## What you need to do
Whatever appears in the records should be given again exactly, down to the last mark.

## Input records
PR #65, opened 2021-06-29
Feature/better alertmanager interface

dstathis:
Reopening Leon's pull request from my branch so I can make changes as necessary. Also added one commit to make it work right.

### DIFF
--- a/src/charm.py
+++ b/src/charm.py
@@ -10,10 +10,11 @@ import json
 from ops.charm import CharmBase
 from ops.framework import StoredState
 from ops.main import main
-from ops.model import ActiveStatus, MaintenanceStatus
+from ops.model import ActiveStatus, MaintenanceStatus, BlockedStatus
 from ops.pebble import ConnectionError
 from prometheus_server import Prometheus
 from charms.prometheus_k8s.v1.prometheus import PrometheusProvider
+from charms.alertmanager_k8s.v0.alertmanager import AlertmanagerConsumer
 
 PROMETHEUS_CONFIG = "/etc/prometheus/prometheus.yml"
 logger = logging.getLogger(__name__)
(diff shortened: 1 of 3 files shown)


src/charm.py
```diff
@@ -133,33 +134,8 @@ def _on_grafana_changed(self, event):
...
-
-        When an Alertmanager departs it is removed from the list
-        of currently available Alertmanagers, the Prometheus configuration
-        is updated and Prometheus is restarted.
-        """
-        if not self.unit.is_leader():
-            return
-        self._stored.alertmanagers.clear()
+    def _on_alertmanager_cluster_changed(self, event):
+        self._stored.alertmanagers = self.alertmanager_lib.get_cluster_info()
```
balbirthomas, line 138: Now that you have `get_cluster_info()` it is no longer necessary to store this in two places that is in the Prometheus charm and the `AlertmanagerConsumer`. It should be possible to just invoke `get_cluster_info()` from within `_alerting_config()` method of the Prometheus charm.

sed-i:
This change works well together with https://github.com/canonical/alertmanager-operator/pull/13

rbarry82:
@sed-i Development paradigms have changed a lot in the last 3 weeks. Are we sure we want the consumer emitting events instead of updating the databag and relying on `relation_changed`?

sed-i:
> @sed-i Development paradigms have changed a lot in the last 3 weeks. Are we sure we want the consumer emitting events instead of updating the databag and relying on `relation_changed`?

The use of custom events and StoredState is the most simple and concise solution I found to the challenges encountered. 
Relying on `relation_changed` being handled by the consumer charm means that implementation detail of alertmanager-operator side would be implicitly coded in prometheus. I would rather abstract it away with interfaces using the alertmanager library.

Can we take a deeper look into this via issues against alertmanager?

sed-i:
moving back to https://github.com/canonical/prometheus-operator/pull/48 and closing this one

## Result below
PR #65, opened 2021-06-29
Feature/better alertmanager interface

dstathis:
Reopening Leon's pull request from my branch so I can make changes as necessary. Also added one commit to make it work right.

### DIFF
--- a/src/charm.py
+++ b/src/charm.py
@@ -10,10 +10,11 @@ import json
 from ops.charm import CharmBase
 from ops.framework import StoredState
 from ops.main import main
-from ops.model import ActiveStatus, MaintenanceStatus
+from ops.model import ActiveStatus, MaintenanceStatus, BlockedStatus
 from ops.pebble import ConnectionError
 from prometheus_server import Prometheus
 from charms.prometheus_k8s.v1.prometheus import PrometheusProvider
+from charms.alertmanager_k8s.v0.alertmanager import AlertmanagerConsumer
 
 PROMETHEUS_CONFIG = "/etc/prometheus/prometheus.yml"
 logger = logging.getLogger(__name__)
(diff shortened: 1 of 3 files shown)


src/charm.py
```diff
@@ -133,33 +134,8 @@ def _on_grafana_changed(self, event):
...
-
-        When an Alertmanager departs it is removed from the list
-        of currently available Alertmanagers, the Prometheus configuration
-        is updated and Prometheus is restarted.
-        """
-        if not self.unit.is_leader():
-            return
-        self._stored.alertmanagers.clear()
+    def _on_alertmanager_cluster_changed(self, event):
+        self._stored.alertmanagers = self.alertmanager_lib.get_cluster_info()
```
balbirthomas, line 138: Now that you have `get_cluster_info()` it is no longer necessary to store this in two places that is in the Prometheus charm and the `AlertmanagerConsumer`. It should be possible to just invoke `get_cluster_info()` from within `_alerting_config()` method of the Prometheus charm.

sed-i:
This change works well together with https://github.com/canonical/alertmanager-operator/pull/13

rbarry82:
@sed-i Development paradigms have changed a lot in the last 3 weeks. Are we sure we want the consumer emitting events instead of updating the databag and relying on `relation_changed`?

sed-i:
> @sed-i Development paradigms have changed a lot in the last 3 weeks. Are we sure we want the consumer emitting events instead of updating the databag and relying on `relation_changed`?

The use of custom events and StoredState is the most simple and concise solution I found to the challenges encountered. 
Relying on `relation_changed` being handled by the consumer charm means that implementation detail of alertmanager-operator side would be implicitly coded in prometheus. I would rather abstract it away with interfaces using the alertmanager library.

Can we take a deeper look into this via issues against alertmanager?

sed-i:
moving back to https://github.com/canonical/prometheus-operator/pull/48 and closing this one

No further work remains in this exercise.